I use an Atlas, with both spike and rubber feet on one of my precision rifles and a couple Harris's on other rifles. Both are 9-13, but I do have a set of extensions for the Atlas. The spiked feet are very good as they allow me to load the bipod by pushing into it.

I actually do my load development using the Bipod as that's how the rifle will be shot. For a rear bag I've gone to an Armegedon Gear "Game Changer" which is more of a multi-function bag rather than just rear. I find a bench rest to be steadier and easier to get good groups from.

Now for hunting, I'm not a bipod fan and normally carry a "Bog-Pod" tripod. When I do go prone, I normally just shoot off my back-pack, or the Bog-Pod goes pretty low when spread out. Last years 10pt was at 297y off the Bog-Pod sitting.


----------



## GREENCOUNTYPETE (Jul 25, 2006)

up till recently I shot mostly from a sling , I am running about 1.25 to 1.5 MOA groups from a sling prone but I am chasing a sub minute load and a half mile target. just a personal goal last year I got to 200, 300, 400, 475 and 500 yards this year my goal is a half mile 880 yards and of course all the data that comes with working out to these ranges. 500 was with 223 AR and once I knew the dope a 10 inch plate at 500 off the bipod with my sock full of rice for a rear squeeze bag wasn't to difficult to keep rounds on.

I have foam on my stock to get the right height then horse wrap and athletic tape over that , doesn't look the best but it works and doesn't move.

this year I am working with 308 .

the rice squeeze bag isn't quite firm enough and I am changing bags I was getting 1 moa of vertical dispersion with only about a half minute of horizontal dispersion at 400 yards off my cheap bipod on a 10 shot group working on bettering that. it's nothing to complain about that is 10 rounds under a dollar bill at 400 yards I just think I can do better.

I broke the cheap knock off of a harris they used cheap soft metal and eventually it broke where it mounts to the sling stud.

I have to wait for the corn to come down to go beyond 200 yards but it is starting to come down soon.


----------



## GREENCOUNTYPETE (Jul 25, 2006)

chuck that looks like a sweet bag with a pile of uses but ouch $108 for a bag , the precision game can get expensive.


----------



## Chuck R. (Apr 24, 2008)

GPC,

Yup, but I caught a sale, so it was a little less pain.
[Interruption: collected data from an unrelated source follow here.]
PR #473, opened 2017-05-04
WIP - Transactions - Purchases and Sales tab

rmisio:
This PR implements the Purchases and Sales tab on the Transactions page.

Notes:
- This should be run in conjunction with this [server PR]
(https://github.com/OpenBazaar/openbazaar-go/pull/515).
- You will need Purchase / Sales data to properly test this PR. It can be obtained via directly using the ob/purchase API or via buying a listing via this [client PR](https://github.com/OpenBazaar/openbazaar-desktop/pull/472).
- Since there are API changes coming, this PR is a WIP... It's being posted so any reviewers who want a head start can do so.


js/collections/Transactions.js
```diff
@@ -1,22 +1,83 @@
...
+      timestamp: '2017-04-25T09:28:20-07:00',
+      title: 'try again',
+      total: 156606,
+      unreadChatMessages: 0,
+      vendorHandle: '',
+      vendorId: 'QmbSYKcypVVZNVQ4tqgG6oE8kNBapjgoU5676fBp62hcWE',
+    };
+  }
+
+  // temporary to test pagination with dummy data
```
rmisio: Leaving this in temporarily so that I could easily create dummy data to test pagination.

js/views/transactions/table/Table.js
```diff
@@ -0,0 +1,475 @@
...
+        this.indexedViews.byUser[view.model.get('vendorId')] = view;
+        this.indexedViews.byUser[view.model.get('buyerId')] = view;
+      }
+
+      this.indexedViews.byOrder[view.model.id] = view;
+    });
+  }
+
+  get transactionsPerPage() {
+    return 5;
```
rmisio: For testing I've kept this quite low, but will increase before final merge.

js/templates/transactions/table/row.html
```diff
@@ -0,0 +1,115 @@
...
+%>
+
+<td class="clrBr orderCol noOverflow">
+  <div class="unreadBorder clrE1"></div>
+  <%= ob.orderId %>
+</td>
+<td class="clrBr dateCol"><%= ob.moment(ob.timestamp).format('l LT') %></td>
+<td class="clrBr listingCol">
+  <div class="flexVCent gutterHSm">
+    <span class="thumb" style="background-image: url(http://localhost:4002/ipfs/Qmc2R67eBoY7u7Y5oV7yjVy8ivTxhVi443yJXr1dkbQhLo), url('../imgs/defaultItem.png')"></span>
```
jjeffryes: The hard coded thumbnail is just a placeholder for now?

js/utils/currency.js
```diff
@@ -153,7 +153,7 @@ export function formatCurrency(amount, currency, options) {
     // out with the appropriate Bitcoin symbol
     const formattedAmount = new Intl.NumberFormat(opts.locale, {
       minimumFractionDigits: 0,
-      maximumFractionDigits: 8,
+      maximumFractionDigits: 6,
```
rmisio: I think using 8 decimal places is problematic in a lot of layouts, especially tabular ones with columns with limited space. @morebrownies was even suggesting going down to 4 (that's what a lot of the designs have). I think 4 is little too low, so I though 6 could be a happy medium.

Another alternative, is leaving the default as 8 and then for certain situations were space is at a premium, passing in a smaller value. But... wouldn't we want to be consistent across the app? (plus the vast majority of places it's used in the UI have space constraints)

js/views/transactions/Tab.js
```diff
@@ -0,0 +1,217 @@
...
+  events() {
+    return {
+      'change .filter input': 'onChangeFilter',
+      'keyup .js-searchInput': 'onKeyUpSearch',
+    };
+  }
+
+  onChangeFilter() {
+    let state = [];
+    this.filter.state = this.$filterCheckboxes.filter(':checked')
```
rmisio: good catch. this went through a refactor or two, so that was probably lost in the shuffle.

js/templates/transactions/table/row.html
```diff
@@ -0,0 +1,116 @@
...
+%>
+
+<td class="clrBr orderCol noOverflow">
+  <div class="unreadBorder clrE1"></div>
+  <%= ob.orderId %>
+</td>
+<td class="clrBr dateCol"><%= ob.moment(ob.timestamp).format('l LT') %></td>
+<td class="clrBr listingCol">
+  <div class="flexVCent gutterHSm">
+    <% const imageHashes = { small: ob.thumbnail, tiny: ob.thumbnail } %>
```
rmisio: This is a little ugly, but IMO getListingBgImage needs to be extracted to be used for different listing image sizes. Maybe it would accept a target width and height and then it would select the appropriate image hash based off of that as opposed to what it's doing now, which is flat out using small for hiRez and tiny otherwise.

It would mean the responsive module would need to know what the different sizes are (e.g. small is X by X, whereas tiny is X by X, etc...), but I think that's ok.

In any case, I think this dirty (super easy) approach I used, for now, is probably ok.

For some reason it seems like everything designed for game gets expensive....Last month I dropped $1700 for a new match pistol and now I'm spending $$$$ to get in where it needs to be........nature of the shooting hobbies I suppose.


----------



## GREENCOUNTYPETE (Jul 25, 2006)

Chuck I was just watching a video , 



they ran just rifle , a bag and the rail mounted barricade system he went 7 for 8 hits on all but he nearly cut his time in half with the rail system.

the rail is interesting , but obviously very game driven


----------



## Chuck R. (Apr 24, 2008)

GPC,

The game changer acts similar as you can strap it to the forearm of the gun.






On my 3Gun rig I have a barricade brace, similar to the video you posted, it does work well as you can "load" or push into the barricade while shooting to steady. 










So I have no doubt their barricade brace works.


----------



## Fishindude (May 19, 2015)

I really hate the lead sleds. Too much junk in the way for me to properly hold the rifle.
I just use old school sand bags.


----------



## Chuck R. (Apr 24, 2008)

Fishindude said:


> I really hate the lead sleds. Too much junk in the way for me to properly hold the rifle.
> I just use old school sand bags.


Same here.

A friend at work gave me one for working with his wife on shooting and letting him zero a couple rifles on my range. I've used it once, took some pictures of my rifle on it and haven't dragged it out since. I'd rather just use a front benchrest and rear bag. Seems like the lead-sled takes me too long to get the shot lined up.


----------